As a new mom, it's always feels good when people tell me I'm "looking good". I need to hear it. I need to hear it a million times a day. I have barf in my hair and pee on my shirt and I am worn out and tired and feeling all kinds of self conscious. I have noticed, though, what I think is a very interesting cultural trend.
I've heard it quite a few times. From family, friends and strangers alike.After a casual glance at my tummy a person will say "You are getting rid of that baby belly pretty fast." or " Good job losing the weight mama." or something to that effect. I am never offended by these comments, I am ALWAYS happy and proud to hear it. Which is kind of the disturbing part. The fact is, I have vigorously exercised exactly two times since my c-section. The fact is I wasn't even allowed to exercise until last week. The fact is that between trying to regain my strength, Christmas, and breastfeeding I have been eating EVERYTHING. The fact is that my stomach going down has very little to do with anything I've done.
I don't mean to be a party pooper here, but if you are praising someone for losing weight or "getting back to normal" within 6 weeks of their giving birth, you are praising one thing: the pace at which their uterus has decided to shrink. To me, its kinda weird how frequently, how very directly, I've been praised for that very thing. Frankly, I don't think I've shrunk all that fast either.
What worries me is this idea that a "new mommy body" is not a desirable one to have. I'm soft and squishy and I won't say I don't want to get back to a runner body ASAP, but why?

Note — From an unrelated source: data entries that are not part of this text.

PR #73, opened 2022-04-08
fix: wrong dimension in sparse incidence matrix #72

### LINKED ISSUE #72: Wrong dimension in sparse incidence matrix
The incidence matrix should always have dimension `(num_nodes, num_edges)` or `(num_nodes, num_edges_of_order)`.

But when `sparse=True`, dimension 0 is wrong when some nodes are disconnected (overall, or at a given order when it is specified). This makes all the other functions using the incidence matrix wrong (adjacency, laplacian, etc.).

MWE:
```python
nodes = range(5)
edges = [[0,1], [0,2], [1,2,3]]

H = xgi.empty_hypergraph()
H.add_nodes_from(nodes)
H.add_edges_from(edges)

xgi.incidence_matrix(H, sparse=False).shape
## --> (5, 3) # good
xgi.incidence_matrix(H, sparse=True).shape
## --> (4, 3) # not good
```

This is because when `sparse=True`, the sparse matrix is built by iterating over the members of edges (of order d):

https://github.com/ComplexGroupInteractions/xgi/blob/388114d72d3ba03ea7c04ced52532762f3588ef8/xgi/linalg/matrix.py#L71-L82

maximelucas:
- fixed #72
- added tests to check that sparse and non-sparse incidence matrices are always the same


leotrs (approved):

nwlandry:
Everything looks good! I just formatted in black. I tried increasing the scipy ceiling but it still doesn't work :(

nwlandry (approved):
Nice work!

PR #75, opened 2022-04-11
fix: #74 wrong dimension for degree when no neighbours

### LINKED ISSUE #74: Wrong dim of linalg degree when no neighbours
Running 
```python
import xgi

edges = [[0,1], [0,2], [1,2,3]]
H = xgi.Hypergraph(edges)
```

yields 
```python
xgi.degree(H, order=3).shape
## --> (0,)
```
but it should be `(4,)`, the number of nodes. 

This then yields an error when running `xgi.laplacian(H, order=3)`, because it conflicts with the (correct) dimension of the adjacency matrix:

```python
---------------------------------------------------------------------------
ValueError                                Traceback (most recent call last)
Input In [16], in <cell line: 1>()
----> 1 xgi.laplacian(H, order=3).shape

File ~/Dropbox (ISI Foundation)/WORK/SCIENCE/xgi/xgi/linalg/matrix.py:274, in laplacian(H, order, rescale_per_node, index)
    270     return (np.array([]), {}) if index else np.array([])
    272 K = degree(H, order=order, index=False)
--> 274 L = order * np.diag(np.ravel(K)) - A  # ravel needed to convert sparse matrix
    275 L = np.asarray(L)
    277 if rescale_per_node:

ValueError: operands could not be broadcast together with shapes (0,0) (4,4)
```

maximelucas:
- fixed #74 
- made the linalg `degree` accessible


leotrs:
Oh and let's change `degree` to `degree_matrix`?

leotrs (approved):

I was shocked the other day when, while reading a Tolstoy, ( can't remember the title, too lazy to go get it off the shelf) I read a line in which the main character describes his wife as finally reaching this awaited state of beauty that could only be reached after having a few children. He discusses how sharp she seemed, as a young bride, and compares it to the beautiful softness that came with motherhood. It was just unfathomable to me that the added squishy I have could be thought of as beautiful.
But I know one person who thinks it's beautiful. He kicks at it while he's eating, and snuggles in it when he's grouchy. He pinches at it with his little fingers when I hold him close. So what if I'm soft? I am a soft place for him to land.
I want to get back to what I was, but I think it takes a while for a reason--and I'm okay with that.